| WHAT THE TASK ASKS |
Starting with the first line and ending with the one that holds "Lucaszw: @gheinrich That", retype the entries exactly.

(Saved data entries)
PR #1004, opened 2016-08-26
Change file concat to os path join

Lucaszw:
Change file concat to os path join

### DIFF
--- a/digits/pretrained_model/tasks/caffe_upload.py
+++ b/digits/pretrained_model/tasks/caffe_upload.py
@@ -20,14 +20,14 @@ class CaffeUploadTask(UploadPretrainedModelTask):
         """
         Get path to model definition
         """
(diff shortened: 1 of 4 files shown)


digits/pretrained_model/tasks/caffe_upload.py
```diff
@@ -20,14 +20,14 @@ def get_model_def_path(self):
         """
         Get path to model definition
         """
-        return self.job_dir+"/original.prototxt"
+        return os.path.join(self.job_dir,"original.prototxt")
```
gheinrich: it's maybe just me but I like to see a space after commas in argument lists...

Lucaszw: @gheinrich That sounds reasonable! I added them in my last commit :)

lukeyeager:
Again, Travis failures are unrelated.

| RESULT OF THIS EXERCISE |
PR #1004, opened 2016-08-26
Change file concat to os path join

Lucaszw:
Change file concat to os path join

### DIFF
--- a/digits/pretrained_model/tasks/caffe_upload.py
+++ b/digits/pretrained_model/tasks/caffe_upload.py
@@ -20,14 +20,14 @@ class CaffeUploadTask(UploadPretrainedModelTask):
         """
         Get path to model definition
         """
(diff shortened: 1 of 4 files shown)


digits/pretrained_model/tasks/caffe_upload.py
```diff
@@ -20,14 +20,14 @@ def get_model_def_path(self):
         """
         Get path to model definition
         """
-        return self.job_dir+"/original.prototxt"
+        return os.path.join(self.job_dir,"original.prototxt")
```
gheinrich: it's maybe just me but I like to see a space after commas in argument lists...

Lucaszw: @gheinrich That sounds reasonable! I added them in my last commit :)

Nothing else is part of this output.